An einem Brett wächst ein schwammartiger Pilz.

Der Scheinbuchen-Fadenstachelpilz wächst auf abgestorbenen und morschen Stämmen und Ästen von Buchen. Im Nationalpark Eifel wurde er vier Mal nachgewiesen.

Als klassischer Altwaldzeiger gilt die Faulholzmotte (lat. Schiffermuelleria schaeferella). „Sie ist nur dort zu finden, wo es ein kontinuierliches Angebot an liegendem und stehendem Totholz gibt, das bereits stark zersetzt ist“, erklärt Dr. Christa Lang. Der Totholzanteil ist in den Nationalpark-Wäldern in den vergangenen Jahren kontinuierlich gestiegen: „2013 hatten wir rund 20,4 Kubikmeter je Hektar, 2023 bereits 75 Kubikmeter“, so Lang. Allerdings macht die Fichte rund 80 Prozent des Totholzes aus. „Wir hätten gerne mehr Totholz bei anderen Baumarten, was auch der Artenvielfalt weiter nutzen würde“, so Lang.
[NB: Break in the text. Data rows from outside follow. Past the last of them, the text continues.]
Issue #6672, opened 2020-07-15
Modules should not reference other modules


deanmarcussen:
While working on another pr I noticed just how many modules are referencing other modules for no need.

Mostly this is just because they are doing so to get transitive references.

The lists project is an exception to this (dynamic permissions) and a seperate issue https://github.com/OrchardCMS/OrchardCore/issues/6247

PR #6673, opened 2020-07-15
Fix modules referencing other modules

deanmarcussen:
Fixes https://github.com/OrchardCMS/OrchardCore/issues/6672

Takes direct references on the required abstractions/core projects instead of transitively depending on other modules to provide those references.

This should be every module, except lists


deanmarcussen:
Ok, while I was there, I reviewed other references, removed superfluous references, and ordered them all.

Sorry many changes, but you go to do one thing, and see all the other bits...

So gebe es zum Beispiel Pilzarten, die sich auf das Zersetzen von Buchen- oder Eichenholz spezialisiert haben. Mycoacia nothofagi Fagus, der Scheinbuchen-Fadenstachelpilz, ist ein wichtiger Zersetzer von Totholz und wächst ganzjährig in abgestorbenen und morschen Stämmen und Ästen von Buchen. Im Nationalpark Eifel wurde er bislang vier Mal nachgewiesen, davon drei Mal in Bereichen, die bereits seit etwa 50 Jahren aus der wirtschaftlichen Nutzung herausgefallen sind.  


Der Nationalpark hat ein neues Logo

Der Jahresbericht 2025 ist die erste Publikation des Nationalparks Eifel, die von einem neuen Logo geschmückt wird. „Wir haben ein neues Corporate Design umgesetzt“, erklärt Tobias Wiesen, der das Fachgebiet Besuchermanagement und Kommunikation leitet: „Dabei haben wir uns an den Vorgaben unseres Dachverbands orientiert.“ Das bekannte Signet mit Sonne, Wald und Wasser wird nun in einem Kreis dargestellt. Als zweites Symbol kommt eine gelb-blaue Korkade hinzu.